#### WORK REQUEST:
Take the material below and reproduce, word for word, only the lines from the line with "PR #401, opened 2025-11-27" through the line with "validators ids => node name".

#### DATA PROVIDED:

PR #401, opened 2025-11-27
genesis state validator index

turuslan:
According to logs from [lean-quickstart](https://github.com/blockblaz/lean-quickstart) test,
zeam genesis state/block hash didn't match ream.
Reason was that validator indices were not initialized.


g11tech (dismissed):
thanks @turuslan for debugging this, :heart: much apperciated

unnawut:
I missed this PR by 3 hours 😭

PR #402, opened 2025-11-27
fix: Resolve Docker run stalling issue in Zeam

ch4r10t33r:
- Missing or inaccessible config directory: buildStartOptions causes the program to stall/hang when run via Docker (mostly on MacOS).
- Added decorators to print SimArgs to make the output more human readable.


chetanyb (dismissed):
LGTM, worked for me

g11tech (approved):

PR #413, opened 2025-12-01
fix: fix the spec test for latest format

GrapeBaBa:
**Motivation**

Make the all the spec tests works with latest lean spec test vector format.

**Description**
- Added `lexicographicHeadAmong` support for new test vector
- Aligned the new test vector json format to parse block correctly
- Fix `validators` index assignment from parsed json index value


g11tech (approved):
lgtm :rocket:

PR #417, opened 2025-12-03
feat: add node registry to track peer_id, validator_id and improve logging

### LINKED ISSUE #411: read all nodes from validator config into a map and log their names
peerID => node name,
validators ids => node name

...

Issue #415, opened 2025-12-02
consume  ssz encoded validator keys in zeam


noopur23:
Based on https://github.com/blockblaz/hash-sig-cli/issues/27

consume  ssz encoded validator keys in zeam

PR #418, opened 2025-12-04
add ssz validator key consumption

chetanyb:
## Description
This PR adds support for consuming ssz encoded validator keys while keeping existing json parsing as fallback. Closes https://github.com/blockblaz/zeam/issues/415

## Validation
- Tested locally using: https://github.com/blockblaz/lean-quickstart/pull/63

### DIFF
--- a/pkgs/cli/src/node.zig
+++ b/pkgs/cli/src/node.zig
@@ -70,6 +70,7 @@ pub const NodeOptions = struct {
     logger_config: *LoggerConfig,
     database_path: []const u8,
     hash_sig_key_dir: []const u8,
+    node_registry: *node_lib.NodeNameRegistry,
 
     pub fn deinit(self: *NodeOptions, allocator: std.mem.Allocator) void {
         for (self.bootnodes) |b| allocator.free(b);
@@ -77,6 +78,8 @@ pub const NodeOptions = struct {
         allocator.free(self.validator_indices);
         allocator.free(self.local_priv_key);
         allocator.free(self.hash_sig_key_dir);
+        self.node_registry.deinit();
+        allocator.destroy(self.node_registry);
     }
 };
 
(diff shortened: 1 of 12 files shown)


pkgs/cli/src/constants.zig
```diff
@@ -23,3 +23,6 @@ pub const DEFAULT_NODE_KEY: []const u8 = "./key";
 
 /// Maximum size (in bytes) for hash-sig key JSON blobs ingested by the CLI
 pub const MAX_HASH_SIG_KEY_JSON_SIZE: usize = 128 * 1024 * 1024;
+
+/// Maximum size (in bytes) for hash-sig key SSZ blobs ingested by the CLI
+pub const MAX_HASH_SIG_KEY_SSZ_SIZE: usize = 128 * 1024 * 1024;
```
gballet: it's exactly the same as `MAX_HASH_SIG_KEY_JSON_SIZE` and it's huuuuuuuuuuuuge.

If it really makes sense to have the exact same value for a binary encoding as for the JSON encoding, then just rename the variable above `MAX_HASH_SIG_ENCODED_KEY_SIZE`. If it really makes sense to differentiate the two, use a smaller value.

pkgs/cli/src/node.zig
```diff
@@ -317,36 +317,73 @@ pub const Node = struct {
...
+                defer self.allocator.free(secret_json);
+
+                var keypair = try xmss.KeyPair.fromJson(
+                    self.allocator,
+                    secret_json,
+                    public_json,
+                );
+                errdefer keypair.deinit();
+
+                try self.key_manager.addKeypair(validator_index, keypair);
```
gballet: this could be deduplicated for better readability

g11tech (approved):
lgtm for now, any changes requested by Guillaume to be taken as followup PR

#### RESULT BELOW:
PR #401, opened 2025-11-27
genesis state validator index

turuslan:
According to logs from [lean-quickstart](https://github.com/blockblaz/lean-quickstart) test,
zeam genesis state/block hash didn't match ream.
Reason was that validator indices were not initialized.


g11tech (dismissed):
thanks @turuslan for debugging this, :heart: much apperciated

unnawut:
I missed this PR by 3 hours 😭

PR #402, opened 2025-11-27
fix: Resolve Docker run stalling issue in Zeam

ch4r10t33r:
- Missing or inaccessible config directory: buildStartOptions causes the program to stall/hang when run via Docker (mostly on MacOS).
- Added decorators to print SimArgs to make the output more human readable.


chetanyb (dismissed):
LGTM, worked for me

g11tech (approved):

PR #413, opened 2025-12-01
fix: fix the spec test for latest format

GrapeBaBa:
**Motivation**

Make the all the spec tests works with latest lean spec test vector format.

**Description**
- Added `lexicographicHeadAmong` support for new test vector
- Aligned the new test vector json format to parse block correctly
- Fix `validators` index assignment from parsed json index value


g11tech (approved):
lgtm :rocket:

PR #417, opened 2025-12-03
feat: add node registry to track peer_id, validator_id and improve logging

### LINKED ISSUE #411: read all nodes from validator config into a map and log their names
peerID => node name,
validators ids => node name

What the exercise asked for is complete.